I swallowed. Every time I’d mentioned it around others, they’d skirted around the idea that I came from another reality like they couldn’t comprehend it. But Bruiser was looking directly at me. I sat back up and looked deep into his eyes. They burned with a ferocious curiosity. I felt like he was staring through the avatar – the horns and the tail and the body I’d fallen into – and was looking directly at me.
“This may sound crazy…” I whispered, hoping beyond anything he would understand and believe me. “But I think… I think this world is a story, or a… a world that my boyfriend from my world wrote. You probably don’t have computers here, but you’ve got machines, right? He made something with the help of machines, and I kind of… fell into it by accident. I don’t belong here.”
Bruiser stared at me for a long moment before saying anything. “You’re saying that the god of this world is your boyfriend?”
I sorted. “I suppose, but don’t call him that. He’s a total dork. His name is James.”
His expression turned thoughtful, and I asked him what he was thinking, but he shook his head. “I’m not sure you want to know.”
“Please?”
“It might spoil your dream of a quiet life with Brick at your side.”
My stomach dropped, but I persevered. “It sounds like the kind of thing that I should know then.”
He sighed. “If your boyfriend created this world – a world where there is great evil and necromancers have killed off most of the succubus, yet you are a succubus, I can only think of two possible scenarios. Either you are in very grave danger, or he is ignorant of your presence here and you will be in grave danger when you are discovered. If you are a person of such great importance, I imagine you will not be safe until the last necromancers are gone from this world and your ‘James’ is found and interrogated about his intentions: both for yourself and this world.”

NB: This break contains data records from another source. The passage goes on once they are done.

PR #1196, opened 2018-09-13
[RW-1286] Adding getDataTableQuery and getCohortAnnotations methods [risk=no]

danqrodney:
Implementation of each will come later.

For the moment, I'm not proposing we deprecate materializeCohort... there may be clients that can't easily query BigQuery themselves, and could still use it. But we won't use it anymore in our pyclient library once this gets implemented.

### DIFF
--- a/api/src/main/resources/client_api.yaml
+++ b/api/src/main/resources/client_api.yaml
@@ -188,11 +188,8 @@ definitions:
       name:
         description: the name of the parameter
         type: string
-      value:
-        description: A string value for this parameter.
-        type: string
       values:
-        description: An array of string values for this parameter.
+        description: An array of string values for this parameter. (It may contain just one value.)
         type: array
         items:
           type: string
@@ -202,11 +199,8 @@ definitions:
       valueDatetime:
         description: A datetime (yyyy-MM-dd HH:mm:ss zzz) value for this parameter
         type: string
-      valueNumber:
-        description: A number value for this parameter.
-        type: number
       valueNumbers:
-        description: An array of number values for this parameter
+        description: An array of number values for this parameter. (It may contain just one value.)
         type: array
         items:
           type: number
@@ -222,7 +216,7 @@ definitions:
         type: string
       statusFilter:
         description: >
-          An array of status values; participants with these statuses will be have their annotations
+          An array of status values; participants with these statuses will have their annotations
           retrieved. Defaults to [NOT_REVIEWED, INCLUDED, NEEDS_FURTHER_REVIEW] --
           everything but EXCLUDED.
         type: array
--- a/api/src/main/resources/client_api.yaml
+++ b/api/src/main/resources/client_api.yaml
@@ -53,28 +53,6 @@ parameters:
 
 paths:
 
-  /v1/workspaces/{workspaceNamespace}/{workspaceId}/materializeCohort:
-    parameters:
-      - $ref: '#/parameters/workspaceNamespace'
-      - $ref: '#/parameters/workspaceId'
-    post:
-      tags:
-        - cohorts
-      description: >
-        Materializes a cohort for a given CDR version to specified output.
-      operationId: "materializeCohort"
-      parameters:
-       - in: body
-         name: request
-         description: cohort materialization request
-         schema:
-           $ref: "#/definitions/MaterializeCohortRequest"
-      responses:
-        200:
-          description: The results of materializing the cohort
-          schema:
-            $ref: "#/definitions/MaterializeCohortResponse"
-
   /v1/workspaces/{workspaceNamespace}/{workspaceId}/getDataTableQuery:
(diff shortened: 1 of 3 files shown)


danqrodney:
(I could imagine moving materializeCohort out of client_api.yaml and into workbench.yaml, so we no longer generate code for it in our client libs... let me know what you think about that.)

calbach:
Seems better to remove the API entirely if we don't have any planned usages for it (once it's been phased out of the client lib anyways). We can always add code back in if we decide we need it. If you think it will be needed by clients, then I'd leave it in client_api.

danqrodney:
I don't think it's needed by current clients, certainly. So I'll move it out of client_api.yaml for now. (We can talk about getting rid of it entirely later, once it's no longer in use by client libs.)

danqrodney:
(Moved to workbench.yaml.)

api/src/main/resources/client_api.yaml
```diff
@@ -165,6 +210,139 @@ definitions:
...
+        type: array
+        items:
+          $ref: "#/definitions/CohortStatus"
+      cdrVersionName:
+        description: >
+          The name of a CDR version to use when retrieving annotations; if none is specified,
+          the CDR version currently associated with the workspace will be used
+        type: string
+      annotationQuery:
+        description: >
```
freemabd1: Would it make sense to make statusFilter above become part of the annotationQuery? Seems like these would be used together in implementation?

api/src/main/resources/client_api.yaml
```diff
@@ -124,64 +150,111 @@ definitions:
...
+      cdrVersionName:
+        description: >
+          The name of a CDR version to use when retrieving annotations; if none is specified,
+          the CDR version currently associated with the workspace will be used
+        type: string
       annotationQuery:
         description: >
-          A query specifying how to retrieve annotation values created about participants in a
-          cohort during cohort review. Either this or tableQuery should be set (not both.)
+          Specification defining what annotations to retrieve.
```
freemabd1: Would it make sense to add statusFilter from above to annotationQuery? Seems like they will be used together in implementation?

api/src/main/resources/client_api.yaml
```diff
@@ -165,6 +210,139 @@ definitions:
...
+      - name
+    description: A query parameter and value. One (and only one) of the value fields should be set.
+    properties:
+      name:
+        description: the name of the parameter
+        type: string
+      value:
+        description: A string value for this parameter.
+        type: string
+      values:
```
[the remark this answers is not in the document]
danqrodney: That's fine. Ultimately I think we want to generate different parameters when calling BQ for the one vs. many case, but we could have logic based on the length of the array.

api/src/main/resources/client_api.yaml
```diff
@@ -165,6 +210,139 @@ definitions:
...
+      valueDate:
+        description: A date (yyyy-MM-dd) value for this parameter
+        type: string
+      valueDatetime:
+        description: A datetime (yyyy-MM-dd HH:mm:ss zzz) value for this parameter
+        type: string
+      valueNumber:
+        description: A number value for this parameter.
+        type: number
+      valueNumbers:
```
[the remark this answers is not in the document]
danqrodney: Done.

api/src/main/resources/client_api.yaml
```diff
@@ -165,6 +210,139 @@ definitions:
...
+    required:
+      - cohortName
+    properties:
+      cohortName:
+        description: >
+         The name of a cohort that annotations should be retrieved for.
+        type: string
+      statusFilter:
+        description: >
+          An array of status values; participants with these statuses will be have their annotations
```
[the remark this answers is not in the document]
danqrodney: Done.

api/src/main/resources/client_api.yaml
danqrodney: So the current code has a separation between TableQuery / AnnotationQuery (which indicate what data to get about a person) and MaterializeCohortRequest / DataTableSpecification / CohortAnnotationRequest (which indicate what *people* to get data for, as well as including what data to get about them.)

I like this separation, since you can totally imagine re-using TableQuery or AnnotationQuery in other contexts in future (e.g. "get me the data for just person X"). So I think I want to keep statusFilter separate here.

(Also FWIW: we need to make sure we maintain backwards compatibility for materialize cohort logic until we get rid of it.)

api/src/main/resources/client_api.yaml
danqrodney: See above.

freemabd1: sorry for the dup question. For some reason when i submitted my review I couldn't see that question anymore and wasn't sure if I forgot to click button to add the comment to the review. Anyway looks good.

My stomach churned. “Then what should I do?”
“Level Up,” Bruiser said, shifting closer to me and grabbing my shoulder. “Level Up with urgency. Do not wait for Brick to come home. If you are found, you should be ready.”

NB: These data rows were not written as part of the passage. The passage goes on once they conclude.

PR #1823, opened 2019-02-22
[RW-2194] [risk=no] Try reducing the Java memory limit for CircleCI.

gjuggler:
See the Jira ticket and comment in config.yml for more info.

### DIFF
--- a/.circleci/config.yml
+++ b/.circleci/config.yml
@@ -53,7 +53,7 @@ jobs:
             - ~/workbench/api/build/exploded-api/WEB-INF/lib/
           key: api-cache-{{ checksum "~/workbench/api/build.gradle" }}
 
-  api-local-test:
+  build:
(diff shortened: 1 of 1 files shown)


gjuggler:
I managed to kick off a CircleCI run with this config change, https://circleci.com/gh/all-of-us/workbench/38610, which was green. I'll re-run it a few times to see if it's still flaky, but at least the 2g limit doesn't totally break our build.

calbach:
That's a new one - dockerhub flake maybe? Looks good assuming rerun passes

gjuggler:
Yeah, that failure looked better on a re-run.

I'm still not 100% confident on this change, since flaky OOMs are really hard to test one way or another. But there's a chance this will fix it, and it's easy to revert if it actually makes things worse.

I chewed on my lip with anxiety. I’d never been good at these games. If James was here, he was probably stupidly overpowered. Although I’d love to find him and give him a piece of my mind, I didn’t particularly want to do it as a Level Four succubus.
“I guess that should be my new ambition then,” I whispered.
“I will stay by your side and help you,” Bruiser swore, squeezing my shoulder gently with his large hand. “I won’t let you meet the same fate as Elise.”
I guessed this was the main plot. Or my main plot, if this was like one of those big sandbox game worlds where multiple people could be doing different things.
And I’d spent a week fucking around in the Tutorial. Typical.